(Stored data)
((
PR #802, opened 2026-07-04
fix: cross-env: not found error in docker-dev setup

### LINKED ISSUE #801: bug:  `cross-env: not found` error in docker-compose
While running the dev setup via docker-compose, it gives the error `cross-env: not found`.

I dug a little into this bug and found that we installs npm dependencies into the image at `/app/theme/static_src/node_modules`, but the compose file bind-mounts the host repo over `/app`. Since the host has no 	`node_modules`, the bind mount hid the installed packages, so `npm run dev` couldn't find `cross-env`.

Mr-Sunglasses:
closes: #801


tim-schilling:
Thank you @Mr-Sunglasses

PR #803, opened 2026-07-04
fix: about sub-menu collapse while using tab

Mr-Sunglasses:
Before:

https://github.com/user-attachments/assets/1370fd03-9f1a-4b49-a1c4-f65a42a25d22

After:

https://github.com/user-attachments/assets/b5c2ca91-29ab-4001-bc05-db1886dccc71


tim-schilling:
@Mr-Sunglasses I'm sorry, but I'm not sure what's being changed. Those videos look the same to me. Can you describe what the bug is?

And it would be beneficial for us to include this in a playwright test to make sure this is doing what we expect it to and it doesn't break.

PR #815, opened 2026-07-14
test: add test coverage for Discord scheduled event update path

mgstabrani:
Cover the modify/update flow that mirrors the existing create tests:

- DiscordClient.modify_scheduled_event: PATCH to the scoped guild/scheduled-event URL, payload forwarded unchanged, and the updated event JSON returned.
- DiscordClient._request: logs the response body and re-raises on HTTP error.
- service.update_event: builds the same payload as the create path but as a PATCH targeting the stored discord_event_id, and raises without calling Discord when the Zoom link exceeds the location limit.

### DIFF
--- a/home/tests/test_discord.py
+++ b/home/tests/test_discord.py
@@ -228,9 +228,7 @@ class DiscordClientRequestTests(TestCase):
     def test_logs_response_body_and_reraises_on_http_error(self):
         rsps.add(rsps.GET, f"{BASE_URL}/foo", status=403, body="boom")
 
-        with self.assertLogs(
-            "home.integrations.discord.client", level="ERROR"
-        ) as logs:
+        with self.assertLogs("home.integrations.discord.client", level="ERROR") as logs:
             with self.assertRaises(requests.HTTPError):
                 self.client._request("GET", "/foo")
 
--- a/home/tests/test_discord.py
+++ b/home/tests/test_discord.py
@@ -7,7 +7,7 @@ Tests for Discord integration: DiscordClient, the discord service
))
To do: Beginning with the line that contains "closes: #801", restate word for word each line through the last one in the data, and write nothing more.

Task result:
closes: #801


tim-schilling:
Thank you @Mr-Sunglasses

PR #803, opened 2026-07-04
fix: about sub-menu collapse while using tab

Mr-Sunglasses:
Before:

https://github.com/user-attachments/assets/1370fd03-9f1a-4b49-a1c4-f65a42a25d22

After:

https://github.com/user-attachments/assets/b5c2ca91-29ab-4001-bc05-db1886dccc71


tim-schilling:
@Mr-Sunglasses I'm sorry, but I'm not sure what's being changed. Those videos look the same to me. Can you describe what the bug is?

And it would be beneficial for us to include this in a playwright test to make sure this is doing what we expect it to and it doesn't break.

PR #815, opened 2026-07-14
test: add test coverage for Discord scheduled event update path

mgstabrani:
Cover the modify/update flow that mirrors the existing create tests:

- DiscordClient.modify_scheduled_event: PATCH to the scoped guild/scheduled-event URL, payload forwarded unchanged, and the updated event JSON returned.
- DiscordClient._request: logs the response body and re-raises on HTTP error.
- service.update_event: builds the same payload as the create path but as a PATCH targeting the stored discord_event_id, and raises without calling Discord when the Zoom link exceeds the location limit.

### DIFF
--- a/home/tests/test_discord.py
+++ b/home/tests/test_discord.py
@@ -228,9 +228,7 @@ class DiscordClientRequestTests(TestCase):
     def test_logs_response_body_and_reraises_on_http_error(self):
         rsps.add(rsps.GET, f"{BASE_URL}/foo", status=403, body="boom")
 
-        with self.assertLogs(
-            "home.integrations.discord.client", level="ERROR"
-        ) as logs:
+        with self.assertLogs("home.integrations.discord.client", level="ERROR") as logs:
             with self.assertRaises(requests.HTTPError):
                 self.client._request("GET", "/foo")
 
--- a/home/tests/test_discord.py
+++ b/home/tests/test_discord.py
@@ -7,7 +7,7 @@ Tests for Discord integration: DiscordClient, the discord service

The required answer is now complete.